From the data below, copy out every line in which the word "mean" occurs.

(Stored dataset items)
_ _ _ _ _
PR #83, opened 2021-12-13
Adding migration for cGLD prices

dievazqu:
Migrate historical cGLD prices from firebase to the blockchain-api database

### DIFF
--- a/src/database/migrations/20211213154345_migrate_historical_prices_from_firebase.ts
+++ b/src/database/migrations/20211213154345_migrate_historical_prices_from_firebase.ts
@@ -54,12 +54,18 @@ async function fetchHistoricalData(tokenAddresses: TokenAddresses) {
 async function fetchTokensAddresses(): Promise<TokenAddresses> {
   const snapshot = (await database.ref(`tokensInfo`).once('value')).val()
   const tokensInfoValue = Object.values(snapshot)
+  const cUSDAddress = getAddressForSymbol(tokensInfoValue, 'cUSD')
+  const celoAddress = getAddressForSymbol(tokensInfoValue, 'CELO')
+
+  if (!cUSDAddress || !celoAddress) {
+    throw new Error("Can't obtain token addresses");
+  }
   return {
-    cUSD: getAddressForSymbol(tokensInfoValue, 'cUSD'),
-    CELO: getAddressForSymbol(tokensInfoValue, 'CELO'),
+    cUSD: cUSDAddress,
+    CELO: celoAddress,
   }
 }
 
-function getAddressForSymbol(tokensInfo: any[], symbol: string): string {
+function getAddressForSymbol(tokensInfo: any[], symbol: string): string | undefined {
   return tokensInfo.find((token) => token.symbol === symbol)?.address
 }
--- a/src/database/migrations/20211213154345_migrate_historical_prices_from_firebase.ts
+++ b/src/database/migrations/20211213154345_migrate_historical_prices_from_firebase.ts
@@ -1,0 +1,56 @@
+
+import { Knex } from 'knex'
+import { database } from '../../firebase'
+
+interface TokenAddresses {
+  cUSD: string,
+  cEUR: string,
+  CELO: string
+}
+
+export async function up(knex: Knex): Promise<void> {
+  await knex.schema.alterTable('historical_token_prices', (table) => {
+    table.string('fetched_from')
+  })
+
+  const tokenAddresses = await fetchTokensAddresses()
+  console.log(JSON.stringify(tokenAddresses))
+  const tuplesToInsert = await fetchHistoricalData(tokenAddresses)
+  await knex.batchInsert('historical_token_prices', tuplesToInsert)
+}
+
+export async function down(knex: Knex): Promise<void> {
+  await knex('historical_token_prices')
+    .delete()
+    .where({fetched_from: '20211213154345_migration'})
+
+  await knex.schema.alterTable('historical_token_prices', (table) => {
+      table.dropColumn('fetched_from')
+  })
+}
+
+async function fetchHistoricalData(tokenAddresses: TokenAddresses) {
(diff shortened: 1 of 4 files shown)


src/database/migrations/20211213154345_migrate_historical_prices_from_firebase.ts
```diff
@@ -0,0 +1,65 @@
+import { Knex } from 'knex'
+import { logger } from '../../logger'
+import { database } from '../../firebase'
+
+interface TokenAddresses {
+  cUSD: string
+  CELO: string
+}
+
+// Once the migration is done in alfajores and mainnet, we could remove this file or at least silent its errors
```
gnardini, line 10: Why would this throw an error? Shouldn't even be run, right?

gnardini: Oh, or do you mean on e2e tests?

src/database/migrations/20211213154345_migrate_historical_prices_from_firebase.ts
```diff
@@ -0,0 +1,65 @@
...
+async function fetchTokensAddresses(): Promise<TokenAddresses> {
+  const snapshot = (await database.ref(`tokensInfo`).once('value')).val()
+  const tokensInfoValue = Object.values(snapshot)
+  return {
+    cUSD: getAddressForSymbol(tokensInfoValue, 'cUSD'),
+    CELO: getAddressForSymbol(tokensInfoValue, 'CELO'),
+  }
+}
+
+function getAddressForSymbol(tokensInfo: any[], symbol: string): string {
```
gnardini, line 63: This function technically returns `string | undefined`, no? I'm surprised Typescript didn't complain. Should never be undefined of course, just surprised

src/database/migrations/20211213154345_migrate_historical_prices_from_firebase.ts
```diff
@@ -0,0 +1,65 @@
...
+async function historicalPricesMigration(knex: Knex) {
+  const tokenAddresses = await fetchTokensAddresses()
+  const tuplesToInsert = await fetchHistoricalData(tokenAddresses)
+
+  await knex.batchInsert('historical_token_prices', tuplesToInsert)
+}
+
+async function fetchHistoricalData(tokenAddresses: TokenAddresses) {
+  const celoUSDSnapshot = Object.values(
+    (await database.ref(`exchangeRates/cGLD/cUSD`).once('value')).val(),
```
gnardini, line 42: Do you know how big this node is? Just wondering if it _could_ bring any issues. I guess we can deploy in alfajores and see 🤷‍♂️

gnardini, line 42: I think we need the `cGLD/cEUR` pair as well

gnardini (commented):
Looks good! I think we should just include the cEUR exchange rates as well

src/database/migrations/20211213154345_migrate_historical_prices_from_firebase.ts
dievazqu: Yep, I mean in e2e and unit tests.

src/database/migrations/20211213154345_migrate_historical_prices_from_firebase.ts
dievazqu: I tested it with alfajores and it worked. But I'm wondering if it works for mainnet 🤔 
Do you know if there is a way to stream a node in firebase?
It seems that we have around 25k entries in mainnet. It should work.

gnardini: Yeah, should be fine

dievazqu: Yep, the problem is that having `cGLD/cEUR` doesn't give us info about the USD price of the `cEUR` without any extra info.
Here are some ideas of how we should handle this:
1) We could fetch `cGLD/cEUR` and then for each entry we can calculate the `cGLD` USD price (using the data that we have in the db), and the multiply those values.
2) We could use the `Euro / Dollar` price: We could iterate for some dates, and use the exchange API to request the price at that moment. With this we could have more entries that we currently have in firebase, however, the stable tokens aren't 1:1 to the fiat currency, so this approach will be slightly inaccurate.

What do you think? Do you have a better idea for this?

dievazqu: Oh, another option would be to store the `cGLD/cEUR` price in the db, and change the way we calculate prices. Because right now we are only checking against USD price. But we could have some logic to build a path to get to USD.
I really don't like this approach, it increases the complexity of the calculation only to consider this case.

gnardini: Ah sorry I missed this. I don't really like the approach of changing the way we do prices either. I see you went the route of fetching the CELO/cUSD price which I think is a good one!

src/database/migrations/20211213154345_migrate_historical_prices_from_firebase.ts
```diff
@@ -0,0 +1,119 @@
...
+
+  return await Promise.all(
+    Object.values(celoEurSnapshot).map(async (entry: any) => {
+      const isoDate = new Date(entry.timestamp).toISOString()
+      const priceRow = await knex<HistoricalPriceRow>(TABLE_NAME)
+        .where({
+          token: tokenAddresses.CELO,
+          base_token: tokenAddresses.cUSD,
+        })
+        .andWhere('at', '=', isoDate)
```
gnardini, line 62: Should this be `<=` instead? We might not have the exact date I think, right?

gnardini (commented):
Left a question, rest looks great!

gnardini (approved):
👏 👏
_ _ _ _ _
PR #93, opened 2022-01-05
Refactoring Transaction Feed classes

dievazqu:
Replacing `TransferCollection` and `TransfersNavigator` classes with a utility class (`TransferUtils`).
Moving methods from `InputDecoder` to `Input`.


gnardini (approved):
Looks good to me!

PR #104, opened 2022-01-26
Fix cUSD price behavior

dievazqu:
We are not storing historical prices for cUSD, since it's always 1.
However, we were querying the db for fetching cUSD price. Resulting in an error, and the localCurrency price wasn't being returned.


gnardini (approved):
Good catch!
_ _ _ _ _
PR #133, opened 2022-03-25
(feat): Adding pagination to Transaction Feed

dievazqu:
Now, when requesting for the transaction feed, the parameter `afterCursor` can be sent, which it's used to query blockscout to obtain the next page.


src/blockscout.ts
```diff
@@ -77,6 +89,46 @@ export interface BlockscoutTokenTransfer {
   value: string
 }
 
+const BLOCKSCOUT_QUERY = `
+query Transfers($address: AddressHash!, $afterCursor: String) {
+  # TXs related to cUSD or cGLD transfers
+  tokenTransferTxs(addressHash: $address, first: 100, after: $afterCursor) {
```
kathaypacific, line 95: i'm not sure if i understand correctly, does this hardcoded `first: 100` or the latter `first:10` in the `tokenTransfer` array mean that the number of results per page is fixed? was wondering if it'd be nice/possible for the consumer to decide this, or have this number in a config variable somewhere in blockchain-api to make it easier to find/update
_ _ _ _ _
Response>
gnardini: Oh, or do you mean on e2e tests?
dievazqu: Yep, I mean in e2e and unit tests.
kathaypacific, line 95: i'm not sure if i understand correctly, does this hardcoded `first: 100` or the latter `first:10` in the `tokenTransfer` array mean that the number of results per page is fixed? was wondering if it'd be nice/possible for the consumer to decide this, or have this number in a config variable somewhere in blockchain-api to make it easier to find/update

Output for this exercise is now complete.